According to Jones Lang LaSalle’s latest research report, the overall market registered a positive net take-up of 697,100 sq ft in 1Q 2012, but this was largely inflated by the realization of pre-committed space in the newly completed Hysan Place and 55 King Yip Road, and the en bloc purchase of 18 Kowloon East by China Construction Bank, which is understood to be mostly for self-occupation. Though Central has registered a negative net take-up in 1Q12, its vacancy rate remains at below the 5% mark, which is a very tight level according to current international standards.

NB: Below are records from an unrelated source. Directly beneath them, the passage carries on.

PR #1791, opened 2026-07-01
hackrf_transfer: align rate limits with MIN/MAX_MCU_RATE

mildsunrise:
now that we have hardware-enforced sample rate limits, I think it'd be nice to align the checks done in hackrf_transfer with those. if worried about expanding these limits breaking older firmware, I can add an USB API check for >= 1.11.

related to #1787 but seems to have no conflicts, feel free to close if you want to add that patch there :)


martinling:
Good point. We might want to make the expansion to 21.8MHz require the `-F` (force) option, though. The officially supported sample rate is still 20MHz, we've just figured out the hard limit more clearly on the firmware side now.

PR #1793, opened 2026-07-05
Settle clock source before tuning, not after

### LINKED ISSUE #1785: Explicit tuning following device reset no longer configures the correct center frequency on pre-release builds.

Ben Dickinson, Regional Director and Head of Tenant Representation at Jones Lang LaSalle said: “Demand for office space in Central was driven mainly by small-scale expansions and new set-ups from the legal and finance sectors, with requirements of typically 5,000 sq ft or less. However, demand for Grade A1 quality office space remained relatively weak as larger financial industry occupier activity is limited to some disposal of space in a bid to reduce occupancy costs. This decrease in demand explains why rentals in Central dropped 6.3% in 1Q 2012. ”
However, considerable leasing activity was seen in other sub-markets driven by cost-saving relocations and upgrading requirements from non-Grade A properties. The climb in Central vacancy is offset largely by the continuous drop in Kowloon East vacancy, which is now down to 5.4%. There are currently no submarkets with vacancy rates at above 6%.

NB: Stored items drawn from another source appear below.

PR #346, opened 2018-03-15
fix ingress deletion bug

r0fls:


r0fls:
If `i` is the last item in the `ac.ALBIngresses` this will cause a `"slice bounds out of range"` panic, this fixes it

PR #366, opened 2018-04-17
prometheus/managed ingresses by namespace count

jescarri:
Added namespace label to albingress_managed_ingresses metric.


pkg/controller/alb-controller.go
```diff
@@ -165,7 +166,16 @@ func (ac *ALBController) update() {
 	newIngresses = append(newIngresses, ac.ALBIngresses.RemovedIngresses(newIngresses)...)
 
 	// Update the prometheus gauge
-	albprom.ManagedIngresses.Set(float64(len(newIngresses)))
+	ingressesByNamespace := map[string]int{}
+	logger.Infof("Ingress count: %d\n", len(newIngresses))
```
bigkraig: Can you change this to a debug?

jescarri: Fixed.

PR #373, opened 2018-05-01
Fix build info injection [Small]

tyrannasaurusbanks:
I noticed that 1.0-alpha.7 was printing the defaults for build info upon start up, so here's a tiny PR to fix that by switching global build and release vars from private to public.


bigkraig:
Thanks!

The figures indicate that the current market down-cycle differs from past down cycles as there has been no market contraction in the occupier market on a q-o-q basis following the Eurozone crisis last year.

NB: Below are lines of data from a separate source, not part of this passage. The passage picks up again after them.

PR #374, opened 2018-05-02
Add ignore-host-header annotation

### LINKED ISSUE #371: Add option to ignore Host headers
At the moment if a hostname is specified the listeners get created with a Host header check rule, which forces users of the ALB to send that Host header. The logic is [here](https://github.com/coreos/alb-ingress-controller/blob/01441fa138e7255aa8632b9c9a7147baf47deb03/pkg/alb/rule/rule.go#L56):

```golang
if o.Hostname != "" {
	r.Conditions = append(r.Conditions, &elbv2.RuleCondition{
		Field:  aws.String("host-header"),
		Values: []*string{aws.String(o.Hostname)},
	})
}
```

That impedes using a higher level load balancer on top of the ALB, as the expected host would point to the ALB itself, and the higher load balancer would have a different hostname.

As we're using an NLB on top of the ALB, for supporting VPC Endpoints (aka PrivateLinks), and [external-dns](https://github.com/kubernetes-incubator/external-dns) to create all required hostnames, this blocks our use case.

My proposal is to add an annotation to allow ignoring the Host header check, e.g.:

`alb.ingress.kubernetes.io/ignore-host-header`

riccardofreixo:
When not empty the Host header check won't be enabled as part of the ALB listener routing rules.

This commit closes #371.

### DIFF
--- a/pkg/annotations/annotations.go
+++ b/pkg/annotations/annotations.go
@@ -42,6 +42,7 @@ const (
 	subnetsKey                    = "alb.ingress.kubernetes.io/subnets"
 	successCodesKey               = "alb.ingress.kubernetes.io/successCodes"
 	tagsKey                       = "alb.ingress.kubernetes.io/tags"
+	ignoreHostHeader              = "alb.ingress.kubernetes.io/ignore-host-header"
 	clusterTagKey                 = "tag:kubernetes.io/cluster"
 	clusterTagValue               = "shared"
 	albRoleTagKey                 = "tag:kubernetes.io/role/alb-ingress"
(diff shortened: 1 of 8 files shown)


pkg/annotations/annotations.go
```diff
@@ -612,6 +615,15 @@ func (a *Annotations) setTags(annotations map[string]string) error {
 	return nil
 }
 
+func (a *Annotations) setIgnoreHostHeader(annotations map[string]string) error {
+	if annotations[ignoreHostHeader] == "" {
```
bigkraig: Can we use a ParseBool here rather than defaulting to true if its not an empty string?

https://golang.org/pkg/strconv/#ParseBool

riccardofreixo: Sure, done 8f5f2675f4aae64cb73ade76cba514bdf901efda

riccardofreixo:
Changed it to use ParseBool and added documentation.

PR #380, opened 2018-05-08
Fix so if no connection-idle-timeout is set 

gaganapplatix:
This makes it so we don't try to do SetIdleTimeout since time of 0 is invalid which is what is parsed from annotation.


gaganapplatix:
Fixes https://github.com/coreos/alb-ingress-controller/issues/361

bigkraig:
Thanks!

Dickinson explained: “With occupancy generally limited, the majority of landlords are not under great pressure to reduce rents. However, those carrying space are increasingly willing to be more creative with proposed terms to retain or attract key tenants.”
Looking forward, an increasing amount of returning stock will come into the market from the banking and finance sectors, with occupiers in the field adopting a wait-and-see approach to the market, while tenants from the legal, IT, small hedge funds and retail sectors continue to seek quality office space at affordable prices.
The office market fundamentals in Hong Kong remain very healthy despite the fact Central is expected to face continued migration pressure from tenants in the near future. Once the global economic outlook stabilises, rentals are likely to rebound quickly.